There is no specific answer for how much data is needed to build and train a machine learning model, but we've provided some suggestions which may prevent you from making some common mistakes.
Before jumping into building time series machine learning models, ask yourself a few questions.
What's the granularity of my data, e.g., seconds, hours, years?
A year’s worth of data can imply 365 data points, 52 data points, 12 data points, or even a single data point depending on how the data was recorded, and all are equally valid.
What are my underlying assumptions about my data?
If you expect your data is annually seasonal, make sure you have at least 365 days, 52 weeks, or 12 months of data, plus some additional data points for testing- note how important the granularity of data is in this scenario.
How far out am I trying to predict?
If you’re trying to predict 12 months into the future, you should have at least 12 months worth (a data point for every month) to train on before you can expect to have trustworthy results.
A decent model should always have more observations than parameters. This means that the submitted data should have as many observations as the period of the maximum expected seasonality.
If you have daily sales data and you expect that it exhibits annual seasonality, you should have more than 365 (days in a year) data points to train a successful model. If you have hourly data and you expect your data exhibits weekly seasonality, you should have more than 7 (days in a week) multiplied by 24 (hours in a day) = 168 observations to train a model.
These are the bare minimum number of points needed to train time series models, but if you want to test how accurately your model performs, more data is required. Read Training Set vs. Test Set to learn what is needed to test a model.

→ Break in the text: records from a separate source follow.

PR #15, opened 2015-09-11
add logger support and rescue all exceptions. Safety first

jcarres-mdsol:
- Rescue low level errors in both middlewares
- Added a logger configuration option so we can log errors.
- Log exceptions
- Added an explanation about what will happen if no server information is configured in the gem

@adriancole  @jamescway

### DIFF
--- a/lib/zipkin-tracer/faraday/zipkin-tracer.rb
+++ b/lib/zipkin-tracer/faraday/zipkin-tracer.rb
@@ -33,15 +33,23 @@ module ZipkinTracer
 
         # annotate with method (GET/POST/etc.) and uri path
         ::Trace.set_rpc_name(env[:method].to_s.upcase)
-        ::Trace.record(::Trace::BinaryAnnotation.new("http.uri", url.path, "STRING", endpoint))
-        ::Trace.record(::Trace::Annotation.new(::Trace::Annotation::CLIENT_SEND, endpoint))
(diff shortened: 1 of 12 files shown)


lib/zipkin-tracer/faraday/zipkin-tracer.rb
```diff
@@ -33,17 +33,25 @@ def call(env)
...
         result
       end
     end
 
+    private
+
+    def record(annotation)
+      ::Trace.record(annotation)
+    rescue Exception # Sockets errors inherit from Exception, not from StandardError
+      #TODO: if this class some day accepts a config hash, add a logger
```
jamescway: make an issue for this?

spec/integration/integration_spec.rb
```diff
@@ -15,9 +15,9 @@
     @port2 = 4445
     @base_url2 = "http://localhost:#{@port2}"
     @pipe2 = IO.popen("rackup #{ru_location} -p #{@port2}")
-    sleep(1)
+    sleep(2)
     if RUBY_PLATFORM == 'java'
-      sleep(10) #Jruby starts slow
+      sleep(20) #Jruby starts slow
```
jamescway: do you think it would be worth renaming to `jruby_startup_waittime = 20` (optional)

jamescway:
no blocking comments +1

PR #18, opened 2015-09-24
make hermann a dependency

jamescway:
Removing scribe as an explicit dependency.  In the readme, it states that the user should explicitly install their transport of choice.


phrinx:
yes, making both dependencies optional makes more sense to me

:shipit:

PR #19, opened 2015-10-07
only trace valid requests

jcarres-mdsol:
Realized while looking at the traces that we had bunch of traces for weird URLs.
Turns out is people trying to find security holes in our apps.
We do not want to send those all traces to our zipkin. This PR solves the problem for Rails apps.

@jamescway @jfeltesse-mdsol

### DIFF
--- a/lib/zipkin-tracer/rack/zipkin-tracer.rb
+++ b/lib/zipkin-tracer/rack/zipkin-tracer.rb
@@ -49,7 +49,7 @@ module ZipkinTracer extend self
 
     def call(env)
       # skip certain requests
-      return @app.call(env) if filtered?(env) || !valid_request?(env)
+      return @app.call(env) if filtered?(env) || !routable_request?(env)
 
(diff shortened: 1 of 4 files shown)


lib/zipkin-tracer/rack/zipkin-tracer.rb
```diff
@@ -59,6 +59,16 @@ def call(env)
     end
 
     private
+
+    # If the request is not valid for this service, we do not what to trace it.
+    def valid_request?(env)
```
jfeltesse-mdsol: Can the naming be improved? `valid_` is too broad IMHO. `processable_` or something?

jcarres-mdsol: routable?

jfeltesse-mdsol: `acceptable_`, `routable_`, `processable_`, `something completely different`, pick one :wink:

jamescway:
:+1:

jamescway:
released 0.6.2

PR #20, opened 2015-10-20
faraday should pop the stack properly

jcarres-mdsol:
@jamescway 
Faraday was not properly restoring the spanID after it created a new one in a faraday outbound connection. 
This solves that bug


jamescway:
:+1:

Our Data Science team suggests a general rule of thumb is that the number of observations should be proportional to 1/d^p where p = # of features and d = the maximum spacing between consecutive or neighboring data points after each feature is scaled to the range 0-1. Another general rule of thumb is that for a data set with N observations, you can have up to N-1 features if the features are uncorrelated. If the features are strongly correlated, you should have no more than √N features.
For the non-data scientists of the world, the more practical suggestion is to have 10x as many observations as you do features.
A data set with 3 columns (features) should contain approximately 30 total rows (observations) + 1 additional column (target) in which you are trying to predict.